Exercise description
The records follow. Print, word for word, the first line through the "the same result" line.

Data shown

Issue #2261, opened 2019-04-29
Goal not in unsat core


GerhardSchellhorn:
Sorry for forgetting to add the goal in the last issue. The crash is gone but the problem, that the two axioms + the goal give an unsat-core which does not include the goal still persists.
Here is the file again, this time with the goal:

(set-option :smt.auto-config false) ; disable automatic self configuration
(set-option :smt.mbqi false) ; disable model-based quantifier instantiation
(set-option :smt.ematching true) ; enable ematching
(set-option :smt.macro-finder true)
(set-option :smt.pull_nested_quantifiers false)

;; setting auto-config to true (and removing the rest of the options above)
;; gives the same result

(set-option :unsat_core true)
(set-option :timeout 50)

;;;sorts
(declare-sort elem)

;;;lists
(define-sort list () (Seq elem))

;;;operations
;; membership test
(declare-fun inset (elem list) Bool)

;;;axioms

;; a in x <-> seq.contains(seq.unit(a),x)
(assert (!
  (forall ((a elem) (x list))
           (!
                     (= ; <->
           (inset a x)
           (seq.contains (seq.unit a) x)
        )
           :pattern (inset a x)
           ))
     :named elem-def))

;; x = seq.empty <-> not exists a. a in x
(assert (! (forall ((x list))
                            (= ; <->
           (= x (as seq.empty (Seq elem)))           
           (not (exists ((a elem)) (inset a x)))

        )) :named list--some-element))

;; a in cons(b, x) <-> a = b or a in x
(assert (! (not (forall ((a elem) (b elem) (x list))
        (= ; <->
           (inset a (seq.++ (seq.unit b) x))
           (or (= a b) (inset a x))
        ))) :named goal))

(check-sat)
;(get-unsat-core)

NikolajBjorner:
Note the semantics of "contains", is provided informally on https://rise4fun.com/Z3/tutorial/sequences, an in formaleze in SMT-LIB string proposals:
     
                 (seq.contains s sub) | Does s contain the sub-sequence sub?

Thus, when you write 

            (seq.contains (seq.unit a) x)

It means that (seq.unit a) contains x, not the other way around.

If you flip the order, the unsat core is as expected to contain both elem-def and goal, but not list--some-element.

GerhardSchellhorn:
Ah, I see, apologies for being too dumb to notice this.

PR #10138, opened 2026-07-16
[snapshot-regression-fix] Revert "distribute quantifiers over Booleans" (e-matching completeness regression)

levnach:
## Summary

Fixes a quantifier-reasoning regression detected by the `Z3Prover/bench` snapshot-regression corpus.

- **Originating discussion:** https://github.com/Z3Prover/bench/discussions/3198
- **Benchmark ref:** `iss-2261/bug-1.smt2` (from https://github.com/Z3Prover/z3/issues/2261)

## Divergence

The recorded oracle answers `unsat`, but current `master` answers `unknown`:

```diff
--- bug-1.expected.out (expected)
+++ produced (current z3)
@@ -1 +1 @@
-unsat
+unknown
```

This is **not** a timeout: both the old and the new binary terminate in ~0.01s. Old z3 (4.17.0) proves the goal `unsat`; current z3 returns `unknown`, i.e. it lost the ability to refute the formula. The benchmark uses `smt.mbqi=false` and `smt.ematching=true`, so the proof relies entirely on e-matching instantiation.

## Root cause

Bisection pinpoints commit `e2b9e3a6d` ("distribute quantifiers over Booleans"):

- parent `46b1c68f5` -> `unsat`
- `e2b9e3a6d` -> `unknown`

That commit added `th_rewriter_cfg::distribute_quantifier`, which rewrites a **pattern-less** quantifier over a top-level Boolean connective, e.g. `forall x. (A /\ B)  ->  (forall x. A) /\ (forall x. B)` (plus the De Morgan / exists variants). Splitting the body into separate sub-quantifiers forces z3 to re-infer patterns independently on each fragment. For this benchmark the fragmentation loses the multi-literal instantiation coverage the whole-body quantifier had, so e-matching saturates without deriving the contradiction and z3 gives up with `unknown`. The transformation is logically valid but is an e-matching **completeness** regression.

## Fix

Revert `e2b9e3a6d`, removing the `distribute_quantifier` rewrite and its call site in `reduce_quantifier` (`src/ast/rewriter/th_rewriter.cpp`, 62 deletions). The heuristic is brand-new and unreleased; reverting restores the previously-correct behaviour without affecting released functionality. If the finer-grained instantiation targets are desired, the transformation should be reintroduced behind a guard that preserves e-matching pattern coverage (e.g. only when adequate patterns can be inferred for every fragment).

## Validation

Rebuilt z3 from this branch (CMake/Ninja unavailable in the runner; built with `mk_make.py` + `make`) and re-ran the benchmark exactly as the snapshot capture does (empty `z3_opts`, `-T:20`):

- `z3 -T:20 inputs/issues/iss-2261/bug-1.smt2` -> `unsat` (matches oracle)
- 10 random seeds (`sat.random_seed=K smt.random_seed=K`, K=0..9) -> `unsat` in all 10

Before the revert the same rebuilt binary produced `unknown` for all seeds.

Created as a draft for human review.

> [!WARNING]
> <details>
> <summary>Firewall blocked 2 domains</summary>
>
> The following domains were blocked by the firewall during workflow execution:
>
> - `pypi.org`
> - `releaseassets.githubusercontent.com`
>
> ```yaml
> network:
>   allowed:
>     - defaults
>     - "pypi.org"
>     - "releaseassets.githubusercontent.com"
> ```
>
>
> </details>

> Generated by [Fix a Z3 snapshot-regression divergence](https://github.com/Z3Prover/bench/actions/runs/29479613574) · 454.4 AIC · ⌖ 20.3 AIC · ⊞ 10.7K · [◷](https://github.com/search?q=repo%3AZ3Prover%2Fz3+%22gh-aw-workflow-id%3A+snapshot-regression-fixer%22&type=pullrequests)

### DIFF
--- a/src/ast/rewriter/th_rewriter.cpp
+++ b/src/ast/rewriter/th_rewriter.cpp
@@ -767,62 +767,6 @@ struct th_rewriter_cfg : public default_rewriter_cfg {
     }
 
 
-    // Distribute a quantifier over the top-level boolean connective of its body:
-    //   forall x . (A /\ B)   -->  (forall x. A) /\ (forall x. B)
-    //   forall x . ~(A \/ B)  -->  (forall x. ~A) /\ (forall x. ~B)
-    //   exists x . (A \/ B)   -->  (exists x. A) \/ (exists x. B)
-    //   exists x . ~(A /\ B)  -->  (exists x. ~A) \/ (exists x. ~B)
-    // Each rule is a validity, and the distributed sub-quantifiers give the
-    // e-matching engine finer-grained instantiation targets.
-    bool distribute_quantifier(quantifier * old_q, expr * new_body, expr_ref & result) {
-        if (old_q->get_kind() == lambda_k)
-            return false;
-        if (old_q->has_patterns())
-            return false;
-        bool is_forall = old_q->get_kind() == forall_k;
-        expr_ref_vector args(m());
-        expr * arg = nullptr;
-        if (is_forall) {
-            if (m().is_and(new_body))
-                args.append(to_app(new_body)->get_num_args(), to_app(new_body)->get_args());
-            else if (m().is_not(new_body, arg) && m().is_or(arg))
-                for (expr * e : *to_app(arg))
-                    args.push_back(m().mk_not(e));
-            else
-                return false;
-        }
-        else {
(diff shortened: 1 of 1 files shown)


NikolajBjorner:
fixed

Result of the exercise
Issue #2261, opened 2019-04-29
Goal not in unsat core


GerhardSchellhorn:
Sorry for forgetting to add the goal in the last issue. The crash is gone but the problem, that the two axioms + the goal give an unsat-core which does not include the goal still persists.
Here is the file again, this time with the goal:

(set-option :smt.auto-config false) ; disable automatic self configuration
(set-option :smt.mbqi false) ; disable model-based quantifier instantiation
(set-option :smt.ematching true) ; enable ematching
(set-option :smt.macro-finder true)
(set-option :smt.pull_nested_quantifiers false)

;; setting auto-config to true (and removing the rest of the options above)
;; gives the same result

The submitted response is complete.